1. A particle uniform mixing device for a smart pre-coated membrane fine filtration system, characterized in that: The filter includes a filter body, a control module, and a filling tank. The filter body includes an inlet channel and an outlet channel. The filling tank includes an inlet pipe and an outlet pipe. The filling tank is connected in parallel with the inlet channel through the inlet pipe and the outlet pipe via a valve. A water pump is installed in the inlet channel. The control module is electrically connected to the water pump and controls the power of the water pump. The filling tank is a hollow cylinder. The water inlet pipe extends into the filling tank. One end of the water inlet pipe is located at the bottom edge of the filling tank. A vortex generator is installed inside the filling tank. The vortex generator is used to make the liquid in the filling tank vortex. The water inlet pipe has a first section and a second section that are perpendicular to each other. The first section is parallel to the center line of the filling tank, and the second section slides against the bottom of the filling tank. The second section rotates along the center line of the first section under the command of the control module. The control module is electrically connected to the cyclone generator, and the control module is used to control the power of the cyclone generator; Let the point closest to the bottom of the first segment on the bottom edge of the filling tank be the reference point. The angle between the axis of the second segment and the tangent of the bottom surface of the filling tank located at the reference point is denoted as the swirl angle. The control module is used to adjust the size of the swirl angle. The control module is used to control the power P and the size of the swirl angle a of the swirl generator. The control module is preset with a standard swirl angle a0 and a standard power P0, where (P / P0)×(a / a0)=A, and A is a pre-input constant.

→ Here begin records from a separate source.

PR #10445, opened 2025-06-30
Upgrade to C++20

### LINKED ISSUE #6552: C++20

KebsCS:
Closes #6552

- Silenced the `deprecated-enum-float-conversion` warning. The DDNet codebase uses int enums a lot, so adding `static_cast` everywhere would reduce readability - https://github.com/ddnet/ddnet/pull/9607#discussion_r1932255887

2. The particle uniform mixing device for a smart pre-coated membrane fine filtration system according to claim 1, characterized in that: The filter body also includes a filter element, in which a filtration module is provided. The filtration module is used to carry the pre-coated membrane and divides the filter element into two parts. Several pairs of monitoring points are preset in the filter element, with two monitoring points in each pair located in the two parts of the filter element respectively. The control module is electrically connected to a differential pressure detection module, which is used to monitor the pressure difference between the two points in each pair of monitoring points and upload several differential pressure data to the control module. The control module determines whether the variance of the several differential pressure data exceeds a threshold. When the determination result is yes, the control module increases the power of the cyclone generator.

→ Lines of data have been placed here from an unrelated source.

PR #10453, opened 2025-07-02
Fix afk state being reset on death

### LINKED ISSUE #10450: Death resets afk state
https://github.com/user-attachments/assets/c17357af-9618-4df7-9275-2d01b67dcc6d

Newly joined players are instantly afk. I guess that is intentional and a feature to properly represent players that went afk while downloading the map. But the real bug here is that death marks players as active again. That makes no sense at all.

KebsCS:
Fixes #10450

If a player dies, their scoreboard opens automatically, updating the `PLAYERFLAG_SCOREBOARD` flag in the input. Now, opening the scoreboard no longer counts towards playtime, which won't unafk the player. Server-side fix, as this behavior is specifically commented in the `CScoreboard::IsActive()` function, so I guess it's intended

## Checklist

### DIFF
--- a/src/game/server/player.cpp
+++ b/src/game/server/player.cpp
@@ -582,7 +582,12 @@ void CPlayer::OnDirectInput(CNetObj_PlayerInput *pNewInput)
 		m_ViewPos = vec2(pNewInput->m_TargetX, pNewInput->m_TargetY);
 
 	// check for activity
-	if(mem_comp(pNewInput, m_pLastTarget, sizeof(CNetObj_PlayerInput)))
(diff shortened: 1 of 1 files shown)


ChillerDragon (approved):
Code looks good. Tested it in game works perfectly. Thanks :heart: 

bors +r

def- (approved):

fokkonaut:
To me it looks like the correct fix would include a check whether the character is alive. Now opening scoreboard does not reset your afk state at all. Is that intended?

KebsCS:
@fokkonaut
Just pressing tab without moving mouse at all is a rare case. I don't remember if I tested it together with is alive check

3. The particle uniform mixing device for a smart pre-coated membrane fine filtration system according to claim 2, characterized in that: Several differential pressure detection modules are used to monitor the differential pressure ΔP between two points in several pairs of monitoring points, and upload several differential pressure data ΔPn to the control module. The control module calculates the variance F of the several differential pressure data. ΔPn The power P of the cyclone generator and the magnitude of the cyclone angle a are controlled, where (P / P0)×(a / a0)=A×A1, A1=F ΔPn / F ΔPn 0, F ΔPn 0 represents the pre-entered variance threshold.

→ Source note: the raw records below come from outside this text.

PR #10454, opened 2025-07-02
Fix crash due to instant finger releasing

K1nop1c0:
The crash reason:

Frame 1: finger press, OnActivate() is called, dummy is connected. 
Frame 2: finger release, button goes invisible due to visibility "-dummy-connect" does not satisfy. The button is now invisible and haven't been deactivated. After that UpdateButton() is called,  entering "Invisible but activating" button check part, where code assume the finger hasn't released. So dbg_assert is triggered because the finger has released. The way to fix this:
dbg_assert is removed.

## Checklist

### DIFF
--- a/src/game/client/components/touch_controls.cpp
+++ b/src/game/client/components/touch_controls.cpp
@@ -1024,8 +1024,9 @@ void CTouchControls::UpdateButtons(const std::vector<IInput::CTouchFingerState> 
 				const auto ActiveFinger = std::find_if(vRemainingTouchFingerStates.begin(), vRemainingTouchFingerStates.end(), [&](const IInput::CTouchFingerState &TouchFingerState) {
 					return TouchFingerState.m_Finger == TouchButton.m_pBehavior->m_Finger;
 				});
-				dbg_assert(ActiveFinger != vRemainingTouchFingerStates.end(), "Active button finger not found");
-				vRemainingTouchFingerStates.erase(ActiveFinger);
+				// ActiveFinger could be released during this progress.
+				if(ActiveFinger != vRemainingTouchFingerStates.end())
+					vRemainingTouchFingerStates.erase(ActiveFinger);
 			}
 			TouchButton.m_pBehavior->SetInactive();
 			continue;


K1nop1c0:
This only happens on button that will make itself invisible when its OnActivate() is called. Sounds very rare but still have chance to happen when client is laggy.
Reproduced by me using a tool that could release after pressing a button for 1ms. 1/4 chance to trigger this using the tool.
Screenshot_2025-07-02-07-42-05-130_org ddnet clien

Tested the changes ingame for 10+ times with no crash. Also tested multi finger presses to make sure this change doesn't affect existing codes.

Robyt3 (commented):
I'm not sure that this is a proper/complete fix. Why does `vRemainingTouchFingerStates` not contain a finger which activates a behavior but with a button that is not visible? I guess it's because the finger became stale in frame 1 (added to `m_vStaleFingers`) and then in frame 2 the stale fingers are removed from `vRemainingTouchFingerStates` in the beginning of `UpdateButtons`. If that's the case, doesn't this cause the same finger to be added to `m_vStaleFingers` multiple times in the `m_vStaleFingers.push_back` line above your changes? Should the button behavior already be deactivated when the button becomes invisible?

K1nop1c0:
> I'm not sure that this is a proper/complete fix. Why does `vRemainingTouchFingerStates` not contain a finger which activates a behavior but with a button that is not visible? I guess it's because the finger became stale in frame 1 (added to `m_vStaleFingers`) and then in frame 2 the stale fingers are removed from `vRemainingTouchFingerStates` in the beginning of `UpdateButtons`. If that's the case, doesn't this cause the same finger to be added to `m_vStaleFingers` multiple times in the `m_vStaleFingers.push_back` line above your changes? Should the button behavior already be deactivated when the button becomes invisible?

The problem you say is: code goes into the area twice so the finger is added to `m_vStaleFingers` several times.
Assume `Finger A` triggers `Button B`.
To trigger `dbg_assert` as you say, A must trigger B twice.
The key is: B is deactivated right after A becomes stale, and then A can't activate B anymore. Even if a new finger activates B again, the `m_Finger` B saved will change, which will be a new cycle.

Multiple times entering `push_back` section with the same `m_Finger` stored do trigger `dbg_assert`, but this situation will never happen. After it enters this section the finger will just be gone forever.

K1nop1c0:
More simply, `dbg_assert` can be triggered by a button that is active while storing a `m_Finger` that doesn't exist in `vRemainingFingerStates`. The first situation is what I said above, the finger is released, the second one is the finger is stale. But stale finger can't activate button, so the second situation is impossible.

Robyt3 (approved):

4. A control method for a particle uniform mixing device in a smart pre-coated membrane fine filtration system, applicable to the particle uniform mixing device in any one of claims 2-3, comprising the following steps: Step 1: Connect the addition tank to the valve water circuit, so that the addition tank is connected in parallel with the water inlet channel through the inlet pipe and the outlet pipe via the valve; Step 2: Make the water inlet pipe of the addition tank form a certain angle inside the addition tank to create a swirling flow inside the addition tank.